Directions for this task: Everything from the first line of the material below through the line containing "- [x] When clicked, the" is to be printed exactly, and nothing more.

Records for this exercise:
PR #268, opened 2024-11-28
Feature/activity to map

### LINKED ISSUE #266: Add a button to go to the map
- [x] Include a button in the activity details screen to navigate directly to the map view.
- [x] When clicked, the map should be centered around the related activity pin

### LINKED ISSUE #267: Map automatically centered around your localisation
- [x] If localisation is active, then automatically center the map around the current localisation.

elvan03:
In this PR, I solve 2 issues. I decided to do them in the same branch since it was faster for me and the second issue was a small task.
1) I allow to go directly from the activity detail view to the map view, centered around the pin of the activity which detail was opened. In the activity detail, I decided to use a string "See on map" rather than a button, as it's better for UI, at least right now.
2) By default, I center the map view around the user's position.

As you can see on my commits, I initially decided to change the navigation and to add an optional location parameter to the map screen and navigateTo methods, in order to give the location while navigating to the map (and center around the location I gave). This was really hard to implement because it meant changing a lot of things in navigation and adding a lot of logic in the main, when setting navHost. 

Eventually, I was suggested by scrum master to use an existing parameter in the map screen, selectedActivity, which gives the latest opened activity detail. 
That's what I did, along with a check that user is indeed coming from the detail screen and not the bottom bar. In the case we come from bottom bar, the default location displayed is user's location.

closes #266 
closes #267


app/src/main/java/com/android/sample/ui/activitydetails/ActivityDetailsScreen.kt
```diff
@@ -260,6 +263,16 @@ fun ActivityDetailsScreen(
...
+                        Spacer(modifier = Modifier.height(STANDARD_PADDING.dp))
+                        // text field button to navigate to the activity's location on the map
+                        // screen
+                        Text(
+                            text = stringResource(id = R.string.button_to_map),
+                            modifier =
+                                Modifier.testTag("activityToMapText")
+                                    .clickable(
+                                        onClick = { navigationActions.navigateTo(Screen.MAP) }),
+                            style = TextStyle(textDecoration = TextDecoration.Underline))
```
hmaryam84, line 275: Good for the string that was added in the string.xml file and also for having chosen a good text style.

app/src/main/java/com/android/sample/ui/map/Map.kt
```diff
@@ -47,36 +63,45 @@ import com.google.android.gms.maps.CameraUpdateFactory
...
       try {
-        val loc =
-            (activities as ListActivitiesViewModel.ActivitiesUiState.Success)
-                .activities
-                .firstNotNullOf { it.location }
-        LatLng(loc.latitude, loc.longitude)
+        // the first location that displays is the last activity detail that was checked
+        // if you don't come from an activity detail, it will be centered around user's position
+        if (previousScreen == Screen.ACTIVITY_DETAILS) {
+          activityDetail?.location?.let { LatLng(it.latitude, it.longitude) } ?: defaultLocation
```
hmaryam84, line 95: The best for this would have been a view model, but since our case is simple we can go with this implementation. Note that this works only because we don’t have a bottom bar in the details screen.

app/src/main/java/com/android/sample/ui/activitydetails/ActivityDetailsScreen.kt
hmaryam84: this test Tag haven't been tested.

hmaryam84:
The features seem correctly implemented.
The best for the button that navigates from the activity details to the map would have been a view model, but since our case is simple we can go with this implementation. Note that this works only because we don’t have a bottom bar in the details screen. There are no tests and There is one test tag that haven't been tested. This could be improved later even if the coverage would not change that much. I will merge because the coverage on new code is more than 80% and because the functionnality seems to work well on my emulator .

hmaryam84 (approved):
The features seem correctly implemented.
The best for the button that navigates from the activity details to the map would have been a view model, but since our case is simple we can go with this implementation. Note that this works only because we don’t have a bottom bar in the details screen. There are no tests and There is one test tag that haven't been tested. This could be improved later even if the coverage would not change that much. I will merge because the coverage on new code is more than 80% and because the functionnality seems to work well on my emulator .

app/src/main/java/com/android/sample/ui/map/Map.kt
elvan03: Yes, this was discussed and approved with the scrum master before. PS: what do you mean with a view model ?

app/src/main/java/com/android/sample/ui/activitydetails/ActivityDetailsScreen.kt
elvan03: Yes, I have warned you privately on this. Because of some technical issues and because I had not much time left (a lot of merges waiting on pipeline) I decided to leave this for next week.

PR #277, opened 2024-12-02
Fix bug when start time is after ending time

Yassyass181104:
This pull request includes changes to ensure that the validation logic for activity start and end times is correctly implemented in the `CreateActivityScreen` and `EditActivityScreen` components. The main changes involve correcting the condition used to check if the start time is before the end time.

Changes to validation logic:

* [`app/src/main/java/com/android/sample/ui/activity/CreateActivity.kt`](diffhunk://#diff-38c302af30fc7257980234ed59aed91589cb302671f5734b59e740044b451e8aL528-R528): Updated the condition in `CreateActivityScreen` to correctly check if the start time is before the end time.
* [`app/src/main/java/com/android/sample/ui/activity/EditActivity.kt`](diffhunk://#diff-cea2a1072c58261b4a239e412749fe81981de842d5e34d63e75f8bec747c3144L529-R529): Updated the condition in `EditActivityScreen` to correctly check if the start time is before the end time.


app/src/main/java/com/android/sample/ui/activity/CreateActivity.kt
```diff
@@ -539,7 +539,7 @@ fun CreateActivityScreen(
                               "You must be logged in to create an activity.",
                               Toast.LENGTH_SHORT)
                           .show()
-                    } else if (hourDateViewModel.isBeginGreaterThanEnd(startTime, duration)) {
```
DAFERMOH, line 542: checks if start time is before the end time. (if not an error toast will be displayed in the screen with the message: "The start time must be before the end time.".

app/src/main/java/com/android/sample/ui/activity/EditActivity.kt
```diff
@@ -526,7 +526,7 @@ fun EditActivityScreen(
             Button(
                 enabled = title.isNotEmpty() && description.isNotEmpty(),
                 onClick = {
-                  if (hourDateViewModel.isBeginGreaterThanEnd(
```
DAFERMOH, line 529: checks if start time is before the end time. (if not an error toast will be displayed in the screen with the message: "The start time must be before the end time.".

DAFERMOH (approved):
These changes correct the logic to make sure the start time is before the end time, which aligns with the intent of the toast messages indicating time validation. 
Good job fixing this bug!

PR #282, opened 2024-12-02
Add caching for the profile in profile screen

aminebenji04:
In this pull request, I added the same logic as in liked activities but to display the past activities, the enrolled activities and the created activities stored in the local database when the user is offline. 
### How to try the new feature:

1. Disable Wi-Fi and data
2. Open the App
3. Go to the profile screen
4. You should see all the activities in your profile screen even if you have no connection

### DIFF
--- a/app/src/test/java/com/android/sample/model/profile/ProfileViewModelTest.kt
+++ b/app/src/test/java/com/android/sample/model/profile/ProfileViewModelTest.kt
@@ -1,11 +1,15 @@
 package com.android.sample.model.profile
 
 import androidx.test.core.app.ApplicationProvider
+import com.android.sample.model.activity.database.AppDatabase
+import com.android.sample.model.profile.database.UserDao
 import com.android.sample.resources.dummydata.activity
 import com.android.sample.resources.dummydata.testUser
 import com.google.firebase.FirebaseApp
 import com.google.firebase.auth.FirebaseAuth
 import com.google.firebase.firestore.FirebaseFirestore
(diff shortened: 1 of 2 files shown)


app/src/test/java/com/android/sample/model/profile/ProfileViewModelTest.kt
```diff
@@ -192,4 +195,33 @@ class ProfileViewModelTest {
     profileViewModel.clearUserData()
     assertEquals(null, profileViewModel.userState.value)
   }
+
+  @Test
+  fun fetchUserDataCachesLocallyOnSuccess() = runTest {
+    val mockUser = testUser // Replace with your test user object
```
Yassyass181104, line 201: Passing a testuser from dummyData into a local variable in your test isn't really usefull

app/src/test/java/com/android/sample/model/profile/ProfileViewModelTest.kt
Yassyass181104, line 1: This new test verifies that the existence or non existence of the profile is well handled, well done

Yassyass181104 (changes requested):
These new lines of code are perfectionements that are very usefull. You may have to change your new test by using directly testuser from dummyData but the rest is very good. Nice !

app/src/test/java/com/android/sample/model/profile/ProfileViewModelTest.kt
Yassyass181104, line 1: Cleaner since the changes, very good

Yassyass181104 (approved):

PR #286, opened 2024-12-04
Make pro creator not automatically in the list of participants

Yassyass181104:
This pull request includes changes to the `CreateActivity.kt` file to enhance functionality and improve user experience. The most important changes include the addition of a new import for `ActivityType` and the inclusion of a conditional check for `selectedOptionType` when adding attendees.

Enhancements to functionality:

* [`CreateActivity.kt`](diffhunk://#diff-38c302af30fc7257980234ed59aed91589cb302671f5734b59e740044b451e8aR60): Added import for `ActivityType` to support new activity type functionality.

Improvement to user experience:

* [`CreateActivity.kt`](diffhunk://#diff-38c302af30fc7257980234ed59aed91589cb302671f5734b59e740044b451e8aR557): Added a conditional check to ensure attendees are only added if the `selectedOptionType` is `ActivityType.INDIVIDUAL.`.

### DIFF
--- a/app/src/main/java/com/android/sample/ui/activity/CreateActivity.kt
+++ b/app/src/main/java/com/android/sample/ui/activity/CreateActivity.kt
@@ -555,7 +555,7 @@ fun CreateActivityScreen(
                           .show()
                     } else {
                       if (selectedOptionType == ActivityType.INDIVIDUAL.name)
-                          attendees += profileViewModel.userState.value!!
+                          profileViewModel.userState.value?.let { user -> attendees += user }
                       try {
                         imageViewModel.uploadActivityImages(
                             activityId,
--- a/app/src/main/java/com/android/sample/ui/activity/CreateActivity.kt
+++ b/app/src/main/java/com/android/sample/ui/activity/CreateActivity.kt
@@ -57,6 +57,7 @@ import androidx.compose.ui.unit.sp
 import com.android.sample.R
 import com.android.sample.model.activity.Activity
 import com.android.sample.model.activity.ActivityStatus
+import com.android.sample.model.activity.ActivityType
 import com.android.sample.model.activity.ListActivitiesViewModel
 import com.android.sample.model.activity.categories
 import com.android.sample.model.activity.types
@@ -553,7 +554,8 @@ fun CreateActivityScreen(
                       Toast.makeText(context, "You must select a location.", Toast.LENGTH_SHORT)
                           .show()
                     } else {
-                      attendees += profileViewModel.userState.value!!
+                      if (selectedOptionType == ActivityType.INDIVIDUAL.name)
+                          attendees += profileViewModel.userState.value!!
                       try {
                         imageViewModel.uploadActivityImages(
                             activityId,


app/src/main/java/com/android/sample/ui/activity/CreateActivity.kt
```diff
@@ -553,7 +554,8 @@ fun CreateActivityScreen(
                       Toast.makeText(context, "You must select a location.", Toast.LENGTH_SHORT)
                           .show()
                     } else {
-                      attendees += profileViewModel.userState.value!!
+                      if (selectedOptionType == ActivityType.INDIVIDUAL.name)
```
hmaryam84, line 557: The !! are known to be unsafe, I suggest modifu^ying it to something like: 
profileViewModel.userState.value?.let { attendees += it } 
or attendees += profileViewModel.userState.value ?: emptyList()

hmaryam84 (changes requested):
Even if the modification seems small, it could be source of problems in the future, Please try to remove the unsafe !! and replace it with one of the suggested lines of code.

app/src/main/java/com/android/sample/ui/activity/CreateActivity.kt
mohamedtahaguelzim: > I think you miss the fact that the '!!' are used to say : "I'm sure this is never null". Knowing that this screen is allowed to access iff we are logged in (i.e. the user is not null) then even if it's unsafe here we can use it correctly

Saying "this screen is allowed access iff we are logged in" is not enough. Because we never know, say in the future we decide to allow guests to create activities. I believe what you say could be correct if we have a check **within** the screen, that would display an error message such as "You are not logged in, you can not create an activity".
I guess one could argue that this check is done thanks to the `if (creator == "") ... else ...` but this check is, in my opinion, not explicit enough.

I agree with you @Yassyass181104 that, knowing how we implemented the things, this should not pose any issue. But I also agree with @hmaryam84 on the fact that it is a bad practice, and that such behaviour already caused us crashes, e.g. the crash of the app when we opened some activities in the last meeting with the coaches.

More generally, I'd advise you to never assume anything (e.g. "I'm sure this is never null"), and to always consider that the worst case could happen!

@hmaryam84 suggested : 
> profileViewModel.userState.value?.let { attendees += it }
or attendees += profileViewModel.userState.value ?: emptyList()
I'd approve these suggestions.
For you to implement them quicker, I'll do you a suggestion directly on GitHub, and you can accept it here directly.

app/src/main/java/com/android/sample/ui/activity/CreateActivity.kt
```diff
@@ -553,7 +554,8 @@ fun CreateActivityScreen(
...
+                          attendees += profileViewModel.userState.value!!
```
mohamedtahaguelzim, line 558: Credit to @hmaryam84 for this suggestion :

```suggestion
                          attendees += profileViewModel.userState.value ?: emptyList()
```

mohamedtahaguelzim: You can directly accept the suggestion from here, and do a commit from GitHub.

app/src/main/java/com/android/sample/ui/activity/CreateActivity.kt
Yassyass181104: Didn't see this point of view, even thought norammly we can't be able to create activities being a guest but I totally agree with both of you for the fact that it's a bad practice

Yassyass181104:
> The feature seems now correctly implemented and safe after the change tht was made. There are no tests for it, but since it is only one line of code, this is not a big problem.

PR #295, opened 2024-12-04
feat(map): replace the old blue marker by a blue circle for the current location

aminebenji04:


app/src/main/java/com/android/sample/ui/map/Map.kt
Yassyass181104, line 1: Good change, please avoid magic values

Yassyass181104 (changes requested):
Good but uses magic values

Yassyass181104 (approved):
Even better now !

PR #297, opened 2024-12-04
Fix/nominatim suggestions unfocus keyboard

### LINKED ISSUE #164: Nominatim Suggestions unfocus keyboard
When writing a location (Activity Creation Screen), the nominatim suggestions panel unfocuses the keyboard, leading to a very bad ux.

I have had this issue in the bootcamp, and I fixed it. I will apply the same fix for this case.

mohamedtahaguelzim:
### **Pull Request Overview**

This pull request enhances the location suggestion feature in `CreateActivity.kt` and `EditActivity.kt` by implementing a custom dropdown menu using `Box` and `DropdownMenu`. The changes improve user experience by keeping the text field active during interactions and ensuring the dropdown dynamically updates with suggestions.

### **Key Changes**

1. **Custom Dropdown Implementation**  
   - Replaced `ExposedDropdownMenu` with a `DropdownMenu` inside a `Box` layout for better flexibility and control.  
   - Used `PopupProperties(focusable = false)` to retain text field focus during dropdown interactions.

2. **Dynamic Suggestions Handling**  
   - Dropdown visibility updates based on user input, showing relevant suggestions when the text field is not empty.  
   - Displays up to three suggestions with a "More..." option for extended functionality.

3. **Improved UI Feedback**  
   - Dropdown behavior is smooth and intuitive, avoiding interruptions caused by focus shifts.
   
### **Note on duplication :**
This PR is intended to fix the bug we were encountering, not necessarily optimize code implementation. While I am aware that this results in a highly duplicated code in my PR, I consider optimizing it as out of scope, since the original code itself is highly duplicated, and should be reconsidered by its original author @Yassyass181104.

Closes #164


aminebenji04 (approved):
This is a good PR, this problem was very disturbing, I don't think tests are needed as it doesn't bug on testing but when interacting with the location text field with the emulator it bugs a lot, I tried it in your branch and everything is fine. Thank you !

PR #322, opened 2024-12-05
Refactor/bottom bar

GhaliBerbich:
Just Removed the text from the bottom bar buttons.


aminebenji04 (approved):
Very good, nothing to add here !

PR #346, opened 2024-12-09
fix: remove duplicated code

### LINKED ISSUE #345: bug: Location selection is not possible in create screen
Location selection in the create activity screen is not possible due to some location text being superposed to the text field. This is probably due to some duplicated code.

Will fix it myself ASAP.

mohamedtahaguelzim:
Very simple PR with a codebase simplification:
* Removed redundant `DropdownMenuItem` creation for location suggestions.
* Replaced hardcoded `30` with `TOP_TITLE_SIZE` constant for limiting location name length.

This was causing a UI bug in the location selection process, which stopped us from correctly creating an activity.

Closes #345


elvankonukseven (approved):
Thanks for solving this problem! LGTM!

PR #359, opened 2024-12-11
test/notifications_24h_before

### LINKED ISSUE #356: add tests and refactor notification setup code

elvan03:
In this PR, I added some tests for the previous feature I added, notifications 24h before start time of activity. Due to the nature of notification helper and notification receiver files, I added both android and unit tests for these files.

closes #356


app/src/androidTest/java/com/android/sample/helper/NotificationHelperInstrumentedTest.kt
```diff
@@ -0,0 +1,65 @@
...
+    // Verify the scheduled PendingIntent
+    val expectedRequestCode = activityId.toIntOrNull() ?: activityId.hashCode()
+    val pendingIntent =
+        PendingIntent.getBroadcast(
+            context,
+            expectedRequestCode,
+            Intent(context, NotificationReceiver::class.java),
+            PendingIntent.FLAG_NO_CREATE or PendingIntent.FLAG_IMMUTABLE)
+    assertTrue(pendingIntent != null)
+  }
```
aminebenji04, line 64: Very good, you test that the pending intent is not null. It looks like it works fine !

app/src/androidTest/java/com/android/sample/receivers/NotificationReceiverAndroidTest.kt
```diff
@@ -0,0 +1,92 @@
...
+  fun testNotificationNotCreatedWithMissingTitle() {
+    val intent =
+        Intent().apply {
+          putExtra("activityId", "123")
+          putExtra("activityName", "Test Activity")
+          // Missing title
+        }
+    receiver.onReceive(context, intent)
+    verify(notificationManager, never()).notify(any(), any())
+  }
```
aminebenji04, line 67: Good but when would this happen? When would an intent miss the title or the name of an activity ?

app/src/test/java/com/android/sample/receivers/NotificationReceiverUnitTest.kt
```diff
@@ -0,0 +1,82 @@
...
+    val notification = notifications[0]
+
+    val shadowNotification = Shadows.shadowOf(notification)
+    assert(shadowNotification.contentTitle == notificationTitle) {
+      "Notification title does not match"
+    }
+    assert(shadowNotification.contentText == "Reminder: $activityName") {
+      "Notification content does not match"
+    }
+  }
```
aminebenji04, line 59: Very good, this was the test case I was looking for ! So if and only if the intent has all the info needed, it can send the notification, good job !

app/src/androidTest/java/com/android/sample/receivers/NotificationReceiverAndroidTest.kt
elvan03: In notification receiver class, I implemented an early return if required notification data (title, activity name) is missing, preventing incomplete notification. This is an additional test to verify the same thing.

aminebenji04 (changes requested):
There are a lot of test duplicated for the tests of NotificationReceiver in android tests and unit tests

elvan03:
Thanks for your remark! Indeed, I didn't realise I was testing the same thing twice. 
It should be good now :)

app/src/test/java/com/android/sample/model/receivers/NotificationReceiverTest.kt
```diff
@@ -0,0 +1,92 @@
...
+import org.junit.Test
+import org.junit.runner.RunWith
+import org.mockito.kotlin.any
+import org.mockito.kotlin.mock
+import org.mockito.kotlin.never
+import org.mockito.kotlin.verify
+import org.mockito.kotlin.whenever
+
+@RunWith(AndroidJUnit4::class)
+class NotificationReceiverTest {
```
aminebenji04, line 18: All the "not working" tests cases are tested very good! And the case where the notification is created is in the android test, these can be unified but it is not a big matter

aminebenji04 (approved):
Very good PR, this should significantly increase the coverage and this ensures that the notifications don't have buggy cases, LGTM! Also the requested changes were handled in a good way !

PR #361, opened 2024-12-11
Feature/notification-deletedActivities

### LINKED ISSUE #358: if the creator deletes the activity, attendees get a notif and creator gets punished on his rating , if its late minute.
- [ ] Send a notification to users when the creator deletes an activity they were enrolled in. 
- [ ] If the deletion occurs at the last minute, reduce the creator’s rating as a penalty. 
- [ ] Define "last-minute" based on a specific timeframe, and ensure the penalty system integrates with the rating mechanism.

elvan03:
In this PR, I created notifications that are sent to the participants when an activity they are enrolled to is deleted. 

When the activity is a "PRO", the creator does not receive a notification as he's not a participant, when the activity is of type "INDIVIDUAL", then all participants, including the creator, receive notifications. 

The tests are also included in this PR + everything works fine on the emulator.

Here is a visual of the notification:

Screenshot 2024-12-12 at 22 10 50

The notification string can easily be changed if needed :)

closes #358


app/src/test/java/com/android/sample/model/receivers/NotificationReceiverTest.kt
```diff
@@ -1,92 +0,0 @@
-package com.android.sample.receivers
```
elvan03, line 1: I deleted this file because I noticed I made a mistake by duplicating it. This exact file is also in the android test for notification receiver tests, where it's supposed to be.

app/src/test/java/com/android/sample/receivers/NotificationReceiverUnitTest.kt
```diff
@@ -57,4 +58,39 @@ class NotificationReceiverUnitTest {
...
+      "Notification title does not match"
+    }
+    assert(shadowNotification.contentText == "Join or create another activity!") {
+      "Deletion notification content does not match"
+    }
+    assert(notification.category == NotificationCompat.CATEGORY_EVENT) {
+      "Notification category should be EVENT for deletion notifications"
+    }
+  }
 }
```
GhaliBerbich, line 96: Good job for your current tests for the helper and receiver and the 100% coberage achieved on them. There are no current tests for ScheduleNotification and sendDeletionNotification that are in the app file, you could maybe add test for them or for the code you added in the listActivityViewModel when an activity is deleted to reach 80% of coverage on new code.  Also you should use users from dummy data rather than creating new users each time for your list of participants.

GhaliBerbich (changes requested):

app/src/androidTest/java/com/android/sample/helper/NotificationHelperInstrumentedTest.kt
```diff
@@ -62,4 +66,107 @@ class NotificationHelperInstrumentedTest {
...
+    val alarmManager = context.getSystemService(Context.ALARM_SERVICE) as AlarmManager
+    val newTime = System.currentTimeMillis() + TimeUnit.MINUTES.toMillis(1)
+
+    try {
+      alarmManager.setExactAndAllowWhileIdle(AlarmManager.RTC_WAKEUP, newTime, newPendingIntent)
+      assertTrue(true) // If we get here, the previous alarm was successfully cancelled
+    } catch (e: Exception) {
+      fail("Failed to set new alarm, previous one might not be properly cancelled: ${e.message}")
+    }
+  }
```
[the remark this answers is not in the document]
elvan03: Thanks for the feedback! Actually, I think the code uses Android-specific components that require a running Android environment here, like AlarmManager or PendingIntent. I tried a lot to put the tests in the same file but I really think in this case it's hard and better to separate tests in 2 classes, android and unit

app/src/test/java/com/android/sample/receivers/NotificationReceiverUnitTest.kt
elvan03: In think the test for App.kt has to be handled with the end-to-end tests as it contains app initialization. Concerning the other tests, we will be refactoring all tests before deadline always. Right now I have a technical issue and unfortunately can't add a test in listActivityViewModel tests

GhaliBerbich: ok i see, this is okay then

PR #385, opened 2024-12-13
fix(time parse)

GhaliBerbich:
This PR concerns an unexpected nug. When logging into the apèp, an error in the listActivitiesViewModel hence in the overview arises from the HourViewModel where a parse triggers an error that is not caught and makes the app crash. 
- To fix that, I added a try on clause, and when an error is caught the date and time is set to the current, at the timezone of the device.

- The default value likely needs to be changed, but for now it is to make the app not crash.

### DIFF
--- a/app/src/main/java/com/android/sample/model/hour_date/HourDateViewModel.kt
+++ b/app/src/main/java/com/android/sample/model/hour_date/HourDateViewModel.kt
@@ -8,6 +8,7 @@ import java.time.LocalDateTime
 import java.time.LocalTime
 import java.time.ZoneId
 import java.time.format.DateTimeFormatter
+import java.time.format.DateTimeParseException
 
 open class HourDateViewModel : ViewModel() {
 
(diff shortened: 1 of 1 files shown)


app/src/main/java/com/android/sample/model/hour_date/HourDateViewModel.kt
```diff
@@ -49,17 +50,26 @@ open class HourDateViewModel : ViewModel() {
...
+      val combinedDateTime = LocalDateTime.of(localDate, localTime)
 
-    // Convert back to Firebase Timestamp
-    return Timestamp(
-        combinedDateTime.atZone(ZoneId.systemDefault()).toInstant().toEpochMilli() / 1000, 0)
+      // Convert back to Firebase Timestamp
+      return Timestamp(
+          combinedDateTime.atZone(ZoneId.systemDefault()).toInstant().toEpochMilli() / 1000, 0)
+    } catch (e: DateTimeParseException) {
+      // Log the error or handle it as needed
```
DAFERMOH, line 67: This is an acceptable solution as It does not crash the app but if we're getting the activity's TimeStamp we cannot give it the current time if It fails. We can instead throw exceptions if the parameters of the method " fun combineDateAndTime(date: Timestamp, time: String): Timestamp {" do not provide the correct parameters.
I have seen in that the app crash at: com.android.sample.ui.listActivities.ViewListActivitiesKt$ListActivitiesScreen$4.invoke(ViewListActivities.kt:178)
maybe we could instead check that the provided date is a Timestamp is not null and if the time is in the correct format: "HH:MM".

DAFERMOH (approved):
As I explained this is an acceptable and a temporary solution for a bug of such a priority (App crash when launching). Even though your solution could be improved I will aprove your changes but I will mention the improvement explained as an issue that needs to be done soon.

Solution to the exercise:
PR #268, opened 2024-11-28
Feature/activity to map

### LINKED ISSUE #266: Add a button to go to the map
- [x] Include a button in the activity details screen to navigate directly to the map view.
- [x] When clicked, the map should be centered around the related activity pin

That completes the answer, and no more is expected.